I've been letting my perspective issues hold me back from blogging because I thought maybe I could get my head screwed on straight, but I see now that it's going to be a process that just doesn't happen overnight. Meanwhile, life and motherhood and homeschooling continue on. I mean, that IS life isn't it? We're always rolling with the punches or at least taking them and having to get back up and press onward.

So, I'm going to rant a little and try to get past this sort of awkward little bump in my reality. Okay? Good. This is how we're going to do it. The happy, idealistic, fairy-tale believer in me is going to make one fluffy statement, and then the melancholic, realistic, beaten-down part of me is going to make a counter statement. Got it? Great. Let's begin.

Europe is amazing!
Europe sucks!

How great that we have the chance to have real immersion in a foreign language.
OMG, I can't understand anything anyone says to me.

There are so many new and exciting foods to try.
Ugh, who would want to eat horses and cheese that smells like someone's old, decaying butt?

Public transportation is so accessible here.
Why does it have to take all day to get anywhere!

It's so beautiful.
Well, well... yeah, so what?!

So it's beautiful. I'm trying to concentrate on that, rather than the fact that my kids seem to be having major adjustment issues and we have no homeschooling community. I'm trying to focus on the lovely wood-grain on the staircase as I lug my groceries up several flights of stairs. I'm trying to really appreciate the ornate architecture and detailed sculptures while all hell breaks loose with my kids because things aren't just mildly different, they are over the top. And most days are just plain trials.

We have moved around a lot. And it's always hard at first. There is always this period of missing friends or old neighborhoods, favorite restaurants or stores or products. There is always this period of feeling lost or lonely or displaced... this surrealness when we wake up and don't know where we are because things are just new and not yet firmly planted in our subconsciousness. But this moving here... it's all that times a thousand.

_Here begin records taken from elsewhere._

PR #48, opened 2018-11-24
Support 64-bit program and outside hardcode xbox base memory range

### LINKED ISSUE #25: Add support for x64 program

RadWolfie:
Finally, 64-bit program and no restriction on memory range are supported.

using XbSymbolScan function is deprecated. Recommendation are:
* XbSymbolScanFileImage (full file image scan purpose)
* XbSymbolScanRunTime (scan runtime xbe by an emulator or the like)

resolve #25

P.S. Any extended concern or found something off (anything really). Feel free to comment below.

### DIFF
--- a/XbSymbolDatabase.c
+++ b/XbSymbolDatabase.c
@@ -125,10 +125,10 @@ const unsigned int SymbolDBListCount = OOVPA_TABLE_COUNT(SymbolDBList);
 // ******************************************************************
 // * XRefDataBase
 // ******************************************************************
-uint32_t XRefDataBase[XREF_COUNT] = { 0 }; // Reset and populated by EmuHLEIntercept
+xbaddr XRefDataBase[XREF_COUNT] = { 0 }; // Reset and populated by EmuHLEIntercept
 
 bool bXRefFirstPass; // For search speed optimization, set in XbSymbolScan, read in XbSymbolLocateFunction
-uint32_t UnResolvedXRefs = XREF_COUNT;
+unsigned int UnResolvedXRefs = XREF_COUNT;
 
 
 // ******************************************************************
@@ -271,7 +271,7 @@ bool CompareOOVPAToAddress(OOVPA *Oovpa, uintptr_t cur, uintptr_t xb_start_virt_
 
         // get currently registered (un)known address
         GetXRefEntry(Oovpa, v, &XRef, &Offset);
-        uint32_t XRefAddr = XRefDataBase[XRef];
+        xbaddr XRefAddr = XRefDataBase[XRef];
         // Undetermined XRef cannot be checked yet
         // (XbSymbolLocateFunction already checked this, but this check
         // is cheap enough to keep, and keep this function generic).
@@ -282,9 +282,9 @@ bool CompareOOVPAToAddress(OOVPA *Oovpa, uintptr_t cur, uintptr_t xb_start_virt_
         if (XRefAddr == XREF_ADDR_DERIVE)
             continue;
 
-        uint32_t ActualAddr = *(uint32_t*)(cur + Offset);
+        xbaddr ActualAddr = *(xbaddr*)(cur + Offset);
         // check if PC-relative or direct reference matches XRef
-        if ((ActualAddr + (uint32_t)(cur - xb_start_virt_addr) + Offset + 4 != XRefAddr) && (ActualAddr != XRefAddr))
+        if ((ActualAddr + (xbaddr)(cur - xb_start_virt_addr) + Offset + 4 != XRefAddr) && (ActualAddr != XRefAddr))
             return false;
     }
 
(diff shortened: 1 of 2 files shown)


XbSymbolDatabase.h
```diff
@@ -415,17 +419,26 @@ void XbSymbolSetOutputMessage(xb_output_message_t message_func);
...
 /// <param name="library_flag">Name of the library in flag.</param>
 /// <param name="symbol_str">Name of the library in symbol string.</param>
-/// <param name="address">TBD.</param>
+/// <param name="address">Return xbox's virtual address.</param>
 /// <param name="revision">Found with specific revision.</param>
-typedef void (*xb_symbol_register_t)(const char* library_str, uint32_t library_flag, const char* symbol_str, uint32_t address, uint32_t revision);
+typedef void (*xb_symbol_register_t)(const char* library_str, uint32_t library_flag, const char* symbol_str, xbaddr address, uint32_t revision);
+
+/// <summary>
+/// To scan symbols in runtime xbe usage.
```
JayFoxRox: What is "runtime"? Does this mean "Virtual" ?

XbSymbolDatabase.h
```diff
@@ -415,17 +419,26 @@ void XbSymbolSetOutputMessage(xb_output_message_t message_func);
...
 
 /// <summary>
-/// To scan symbols for Xbe's file.
+/// To scan symbols in Xbe's file image.
 /// </summary>
 /// <param name="xbeData">Starting point of xbe memory address.</param>
 /// <param name="register_func">Callback register function to be call for any detected symbols.</param>
 /// <returns>Only return false if something is not valid.</returns>
-bool XbSymbolScan(const void* xbeData, xb_symbol_register_t register_func);
+bool XbSymbolScanFileImage(const void* xbeData, xb_symbol_register_t register_func);
```
JayFoxRox: What does this do? An Image can be addressed in various ways (Raw / Virtual).

When I read the PR description, I thought this would just load an XBE from file path. But this seems to do something else? So this looks poorly named.

XbSymbolDatabase.h
RadWolfie: Runtime definition: https://techterms.com/definition/runtime

As in emulator usage (even if it's not align to xbox address, it will work). Or a mockup program to load xbe into memory, load specific sections, then perform a scan.

XbSymbolDatabase.h
RadWolfie: `Pointer to Raw image` is what this function do. Plus this function provide a complete scan than XbSymbolScanRunTime function which only check which section is loaded then scan those only.

RadWolfie:
Also, I don't believe file image is the correct term for xbe file. Since it is a executable file, not a iso type nor is a picture format.

My terms of image would be pictures or creating an image of disk/disc (aka iso, img, vhd, etc).

XbSymbolDatabase.c
```diff
@@ -1037,7 +1067,27 @@ bool XbSymbolScan(const void* xbeData, xb_symbol_register_t register_func)
 
                 if (bXRefFirstPass) {
                     if ((LibraryFlag & (XbSymbolLib_D3D8 | XbSymbolLib_D3D8LTCG)) > 0) {
-                        XbSymbolDX8SectionScan(LibraryFlag, pXbeHeader, BuildVersion, LibraryStr, register_func);
+                        for (unsigned int s = 0; s < pXbeHeader->dwSections; s++) {
+                            SectionName = (const char*)(xb_start_addr + pSectionHeaders[s].SectionNameAddr);
+                            if (strncmp(SectionName, Sec_D3D, 8) == 0) {
+
+                                if (isRunTime) {
+                                    // if an emulator did not load a section, then skip the section scan.
```
JayFoxRox: "emulator"? Why is that relevant?

RadWolfie: It's relevant, except it is an xbe executable's responsibility to load a section. 😛

PatrickvL:
https://docs.microsoft.com/en-us/windows/desktop/debug/pe-format says: "This specification describes the structure of executable (image) files and object files under the Windows family of operating systems. "

RadWolfie:
Thanks for the link *and* the quote. Although, I don't agree with Microsoft's term for executable file as image file.

Here's a question we should be asking ourselves, does Unix OSes and Apple call their own executable file as image file? Plus image file in Xbox emulator environment could meant either xiso or xbe file. Putting FileImage in a function can confuse other developers (including myself).

The only thing I agree on is PC Mag's technical term for image file.

RadWolfie:
Merging as-is since it works in XbSymbolCacheGenTest project.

It's not just that people speak a different language here. I mean, they do, sure, and I had no idea exactly how different Swiss German was from high German, but now I know. Worlds different. So there's that. But the food is different. The laws are different. We can't just run our dishwasher when we get around to it, I have to plan because there are noise ordinances. Same for laundry. Same for grocery shopping. It takes all day to buy groceries-- well, for us it does. And I have to remember that certain stores close for lunch, don't stay open late, and hardly anything is open on Sunday. And since we have food allergies and diet restrictions, I have to stop and try to decipher the ingredients on everything we buy. And to remember, always remember, that I can only buy as much as I can carry and still manage to keep three kids from getting sucked under the trams, trains or smashed by passing motorists.

Which is not a pretty thought, obviously. There are so many things I could just be down about if I chose to let myself, like how difficult it is to figure out new medicines, health care systems, banking systems, transportation systems... the lack of recognizable vitamin supplements, the high costs of gosh, just about everything... so much stuff I could drown in it if I wasn't careful.

So I'm working on it. It's indisputably amazingly beautiful here, but perspective is a tricky thing.